American composer of electronic music (born 1965)

Tom Lopez is an American composer of electronic music. Lopez is best known for his extensive history with the TIMARA Labs at the Oberlin Conservatory of Music, where he serves as professor and department chair.

Lopez graduated from Oberlin College in 1989 with a BA, received an MFA from California Institute of the Arts in 1993, and his DMA from the University of Texas, Austin in 2000.

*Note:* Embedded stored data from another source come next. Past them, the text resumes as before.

PR #306, opened 2025-03-21
Specialize `freeze_thaw` for pytato

inducer:


arraycontext/impl/pytato/__init__.py
```diff
@@ -338,22 +342,14 @@ def _rec_map_container(
...
-                return func(tga.to_tagged_cl_array(ary))
             elif np.isscalar(ary):
                 if default_scalar is None:
                     return ary
                 else:
                     return np.array(ary).dtype.type(default_scalar)
             else:
                 raise TypeError(
-                    f"{type(self).__name__}.{func.__name__[1:]} invoked with "
+                    f"{func.__qualname__}.{func.__name__} invoked with "
```
matthiasdiener, line 352: Isn't just __qualname__ enough?

```suggestion
                    f"{func.__qualname__} invoked with "
```

inducer: You're right! Fixed.

matthiasdiener (approved):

Lopez has received awards from the National Endowment for the Arts, the Aaron Copland Fund, the Mid-America Arts Alliance, the Betty Freeman Foundation, the Knight Foundation, the Disney Foundation, Meet the Composer, the American Society of Composers, Authors and Publishers (ASCAP) and a Fulbright Fellowship as composer-in-residence at the Centre International de Recherche Musical (CIRM). He has appeared at festivals and conferences around the world as a guest lecturer and composer. He serves on the board of directors of the Living Music Foundation and the Society for Electro-Acoustic Music in the United States (SEAMUS).

Tom Lopez currently teaches at the Oberlin College Conservatory of Music and serves as chair of TIMARA (Technology in Music and Related Arts), a program established in 1967. TIMARA was the first-ever electronic music program at a music conservatory.

He is the former Director of the Computer Music Program at The Walden School.